PR #4458, opened 2026-06-16
feat(config): separate gateway host/port, default missing port to 31337

### LINKED ISSUE #1388: Refactor `gateways.toml` to separate hostname and port, fall back to default port if omitted
**Description:**  
We currently store a gateway’s hostname and port in one field (`hostname = "vega.locut.us:31337"`). This is confusing because it forces the port to be part of the “hostname.” Worse, if a port is omitted, the code sometimes falls back to a *random* port rather than 31337, which breaks connectivity.  

**Goals:**  
1. **Separate Host and Port Fields**  
   - It should be clearer to specify a gateway’s address with two fields, e.g.  
     ```toml
     [[gateways]]
     public_key = "keys/public.vega.gw.pem"
     address = { host = "vega.locut.us", port = 31337 }
     ```  
     This means no more embedding the port in a single hostname string.  
2. **Maintain Backward Compatibility**  
   - Existing configs that do something like `hostname = "vega.locut.us:31337"` should still parse correctly, so we don’t break existing deployments.  
   - If no port is specified, we should default to 31337 rather than picking a random port.  
3. **Enum Handling**  
   - Our Rust code uses an `enum Address { Hostname(String), HostAddress(SocketAddr) }`. We can either:  
     - Switch to a small struct with `{ host, port }`, plus a separate field for IP addresses; **or**  
     - Extend the enum to parse missing ports as default 31337 and treat them correctly.  
4. **Clarify Behavior**  
   - For a gateway, a missing port is invalid or defaults to 31337—no more random picking.  
   - Possibly rename the existing “hostname” variant to something more accurate (“host” or “host:port”).  

**Discussion Points:**  
- How best to parse older `gateway.toml` files without forcing everyone to rewrite them.  
- Whether we require a port for gateway usage or just default to 31337 for everything.  
- Any side effects with local vs. remote addresses.  

**Proposed Next Steps:**  
1. Implement a safe fallback for missing ports (31337 instead of random).  
2. Allow the new format (`address = { host = "vega.locut.us", port = 31337 }`) while still parsing the old format.  
3. (Optional) Migrate code away from the `Hostname(String)` enum variant to something more robust.  

This change will remove confusion around “hostname:port” vs. “port is random,” while letting older configs remain valid.

sanity:
## Problem

A gateway address in `gateways.toml` packs the host and port into a single string (`hostname = "vega.locut.us:31337"`), which is confusing. Worse, when a gateway host is given without a port, `parse_socket_addr` defaulted the port via `default_network_api_port()` — which returns a **random** free local port, not the gateway's real listening port — so the gateway became unreachable. (Issue #1388.)

## Solution

- Add `DEFAULT_GATEWAY_PORT = 31337` and use it (a fixed literal, never a random port) wherever a gateway address omits an explicit port: the no-port `Hostname` path and the DNS-resolver fallback in `parse_socket_addr`. The local network-listener default (`default_network_api_port`, intentionally random-available) is left untouched — these were two different concepts that happened to share one helper.
- Add a new `Address::Host { host, port }` variant and the matching TOML form:
  ```toml
  [[gateways]]
  public_key = "keys/public.vega.gw.pem"
  address = { host = "vega.locut.us", port = 31337 }   # port optional, defaults to 31337
  ```
- Hand-written `Serialize`/`Deserialize` for `Address` so all three table shapes are accepted and emitted as flat tables (a hand-written impl rather than `#[serde(untagged)]` keeps error messages precise and lets `port` default cleanly).

## Backward compatibility

This is the high-risk part of the change, so it's covered explicitly. The deserializer still accepts **both** legacy forms exactly as deployed in `https://freenet.org/keys/gateways.toml` today:

- `hostname = "host[:port]"`  — the current production format
- `host_address = "ip:port"`

plus the new `host`/`port` table form. Serialization of the legacy variants is unchanged (`hostname = "..."` / `host_address = "..."`), so config files written by this build remain readable by older binaries. `port` without `host`, an empty address table, and conflicting forms are rejected with clear error messages.

## Testing

- **config (`config::tests::test_address_*`)**: legacy `hostname` string with and without a port, legacy `host_address`, new `host`+`port`, new `host` with a non-default port, new `host` defaulting to 31337, error cases (port-without-host, empty table, conflicting forms), and a `Host` serialize→deserialize round-trip.
- **node (`node::tests`)**: `parse_socket_addr` for the new `Host` variant (default and explicit port); the port-less `localhost` regression test now asserts the resolved port is **31337** instead of the old random `> 1024` (the old assertion was encoding the buggy behavior).

`cargo fmt --check`, `cargo clippy --locked -- -D warnings`, and the touched test modules all pass locally.

Closes #1388

[AI-assisted - Claude]

### DIFF
--- a/crates/core/src/config.rs
+++ b/crates/core/src/config.rs
@@ -3522,10 +3522,53 @@ mod tests {
             }],
         };
         let serialized = toml::to_string(&gateways).unwrap();
+        // The `Host` variant must serialize as a FLAT table (host/port as
+        // sibling keys), matching the new wire form in the issue — not nested
+        // under a `[gateways.address.host]` sub-table (the derived enum form).
+        assert!(
+            serialized.contains("host = \"vega.locut.us\"") && serialized.contains("port = 31337"),
+            "unexpected serialized form:\n{serialized}"
+        );
+        assert!(
+            !serialized.contains("[gateways.address.host]"),
+            "Host variant must not nest under its own sub-table:\n{serialized}"
+        );
         let deserialized: Gateways = toml::from_str(&serialized).unwrap();
         assert_eq!(
             deserialized.gateways[0].address,
             gateways.gateways[0].address
+        );
+    }
+
+    /// Pin the legacy serialized wire forms so a future refactor can't silently
+    /// change what we write to `gateways.toml` (old binaries must keep reading
+    /// files this build writes).
+    #[test]
+    fn test_address_legacy_variants_serialize_unchanged() {
+        let hostname = Gateways {
+            gateways: vec![GatewayConfig {
+                address: Address::Hostname("vega.locut.us:31337".to_string()),
+                public_key_path: PathBuf::from("keys/k.pem"),
+                location: None,
+            }],
+        };
+        let s = toml::to_string(&hostname).unwrap();
+        assert!(
+            s.contains("hostname = \"vega.locut.us:31337\""),
+            "legacy hostname form changed:\n{s}"
+        );
+
+        let host_addr = Gateways {
+            gateways: vec![GatewayConfig {
+                address: Address::HostAddress("203.0.113.1:31337".parse().unwrap()),
+                public_key_path: PathBuf::from("keys/k.pem"),
+                location: None,
+            }],
+        };
+        let s = toml::to_string(&host_addr).unwrap();
+        assert!(
+            s.contains("host_address = \"203.0.113.1:31337\""),
+            "legacy host_address form changed:\n{s}"
         );
     }
 
--- a/crates/core/src/config.rs
+++ b/crates/core/src/config.rs
@@ -45,6 +45,15 @@ pub const DEFAULT_RANDOM_PEER_CONN_THRESHOLD: usize = 7;
 /// (if it applies, e.g. connect requests).
 pub const DEFAULT_MAX_HOPS_TO_LIVE: usize = 10;
 
+/// Default UDP port a gateway listens on.
+///
+/// Used as the fallback when a gateway address in `gateways.toml` specifies a
+/// host without an explicit port. This is a fixed, well-known value (NOT a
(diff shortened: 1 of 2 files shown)


sanity:
## Multi-model review (FULL tier — config/bootstrap + backward-compat surface)

**External pass — Codex (`codex review --base origin/main`):** ran twice (initial commit + after the additive wire-format-pin test commit). Both passes clean:

> No actionable correctness issues were found in the diff. The changes preserve legacy gateway address forms while adding the new host/port representation and fixed default gateway port behavior.

(External models were available — quota reset had passed — so no Claude-lens substitution was needed. Claude lenses were still applied on top, per FULL tier.)

**Claude lenses (skeptical / testing / code-first / big-picture):** no blocking findings.

- Backward compat verified against the live production format (`hostname = "host:port"` from `https://freenet.org/keys/gateways.toml`) and the `host_address` form — both still parse, and both still serialize byte-identically (pinned by `test_address_legacy_variants_serialize_unchanged`).
- `Address` still derives `Hash`/`Eq`, so `Gateways::merge_and_deduplicate`'s `HashSet<Address>` is unaffected.
- Manual `Serialize` uses string map keys only → JSON-safe, and TOML round-trip is pinned.
- The local network-listener default (`default_network_api_port`, intentionally random-available) is deliberately left untouched; only the gateway-target default moved to the fixed `DEFAULT_GATEWAY_PORT = 31337`.

**One noted nuance (not a blocker, not a regression):** a bare IPv6 literal in the new `host = "::1"` field would not parse via `to_socket_addrs`/DNS — but that limitation is identical to the existing legacy `hostname` path, which also never accepted bare IPv6. IPv6 gateways should use the bracketed `host_address = "[::1]:31337"` form (parsed by `SocketAddr`). No behavior change here.

Local: `cargo fmt --check` clean, `cargo clippy --locked -- -D warnings` clean, config module 80/80 + node module 66/66 tests pass.

[AI-assisted - Claude]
———
Copy every line of the listing containing the string "Claude".

Exercise result -
[AI-assisted - Claude]
(External models were available — quota reset had passed — so no Claude-lens substitution was needed. Claude lenses were still applied on top, per FULL tier.)
**Claude lenses (skeptical / testing / code-first / big-picture):** no blocking findings.
[AI-assisted - Claude]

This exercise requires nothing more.